Show, in full, each line of the data that contains "mexpr".

Source records:
Start of Block
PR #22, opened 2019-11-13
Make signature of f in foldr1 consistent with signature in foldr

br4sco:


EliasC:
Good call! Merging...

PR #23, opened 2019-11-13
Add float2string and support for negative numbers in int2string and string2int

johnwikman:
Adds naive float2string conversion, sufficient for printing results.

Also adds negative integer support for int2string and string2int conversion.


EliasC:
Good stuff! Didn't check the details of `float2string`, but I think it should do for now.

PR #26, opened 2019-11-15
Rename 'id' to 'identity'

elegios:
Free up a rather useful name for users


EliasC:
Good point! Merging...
End of Block
Start of Block
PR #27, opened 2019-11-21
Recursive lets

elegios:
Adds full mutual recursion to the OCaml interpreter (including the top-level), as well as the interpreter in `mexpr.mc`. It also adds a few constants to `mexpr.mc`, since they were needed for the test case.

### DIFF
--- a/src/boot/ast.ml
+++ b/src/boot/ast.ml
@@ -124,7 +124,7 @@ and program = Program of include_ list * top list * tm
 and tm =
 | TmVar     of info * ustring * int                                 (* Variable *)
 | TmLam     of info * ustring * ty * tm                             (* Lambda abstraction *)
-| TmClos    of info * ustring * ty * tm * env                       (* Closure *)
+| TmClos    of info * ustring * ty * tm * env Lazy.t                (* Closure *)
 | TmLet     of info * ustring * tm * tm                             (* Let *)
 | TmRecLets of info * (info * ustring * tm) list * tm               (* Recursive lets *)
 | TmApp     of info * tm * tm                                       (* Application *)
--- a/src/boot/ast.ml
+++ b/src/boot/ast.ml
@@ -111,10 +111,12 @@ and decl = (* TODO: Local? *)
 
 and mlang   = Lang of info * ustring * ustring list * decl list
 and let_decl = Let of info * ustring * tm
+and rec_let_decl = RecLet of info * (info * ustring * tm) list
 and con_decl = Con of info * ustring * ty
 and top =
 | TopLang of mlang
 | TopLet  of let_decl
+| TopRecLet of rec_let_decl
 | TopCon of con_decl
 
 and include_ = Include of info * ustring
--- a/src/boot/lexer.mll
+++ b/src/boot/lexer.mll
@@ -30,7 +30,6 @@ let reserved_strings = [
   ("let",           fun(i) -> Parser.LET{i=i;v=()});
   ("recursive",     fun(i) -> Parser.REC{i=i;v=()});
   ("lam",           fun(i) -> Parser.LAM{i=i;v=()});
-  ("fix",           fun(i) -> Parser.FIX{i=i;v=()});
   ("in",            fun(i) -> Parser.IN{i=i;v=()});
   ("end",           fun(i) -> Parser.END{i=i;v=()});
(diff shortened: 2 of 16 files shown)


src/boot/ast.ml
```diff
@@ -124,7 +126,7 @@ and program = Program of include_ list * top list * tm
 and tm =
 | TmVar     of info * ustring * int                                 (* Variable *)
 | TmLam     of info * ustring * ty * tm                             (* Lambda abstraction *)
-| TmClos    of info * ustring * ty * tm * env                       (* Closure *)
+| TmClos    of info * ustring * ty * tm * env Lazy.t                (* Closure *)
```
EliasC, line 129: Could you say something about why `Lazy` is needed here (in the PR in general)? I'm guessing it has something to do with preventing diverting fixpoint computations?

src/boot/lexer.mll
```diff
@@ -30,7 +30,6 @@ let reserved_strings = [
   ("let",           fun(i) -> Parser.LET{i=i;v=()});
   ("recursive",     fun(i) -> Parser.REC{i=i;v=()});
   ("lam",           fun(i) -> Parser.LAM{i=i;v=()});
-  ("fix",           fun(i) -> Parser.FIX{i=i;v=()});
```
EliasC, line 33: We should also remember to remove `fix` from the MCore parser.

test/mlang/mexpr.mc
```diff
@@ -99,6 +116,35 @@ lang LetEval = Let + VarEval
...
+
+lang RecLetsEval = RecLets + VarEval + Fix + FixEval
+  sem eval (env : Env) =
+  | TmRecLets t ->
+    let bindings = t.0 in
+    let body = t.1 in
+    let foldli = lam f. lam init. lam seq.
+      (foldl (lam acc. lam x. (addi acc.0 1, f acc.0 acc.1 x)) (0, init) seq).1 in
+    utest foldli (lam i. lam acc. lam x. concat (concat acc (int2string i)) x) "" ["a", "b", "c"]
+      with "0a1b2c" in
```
End of Block
• Expected answer:
Adds full mutual recursion to the OCaml interpreter (including the top-level), as well as the interpreter in `mexpr.mc`. It also adds a few constants to `mexpr.mc`, since they were needed for the test case.
test/mlang/mexpr.mc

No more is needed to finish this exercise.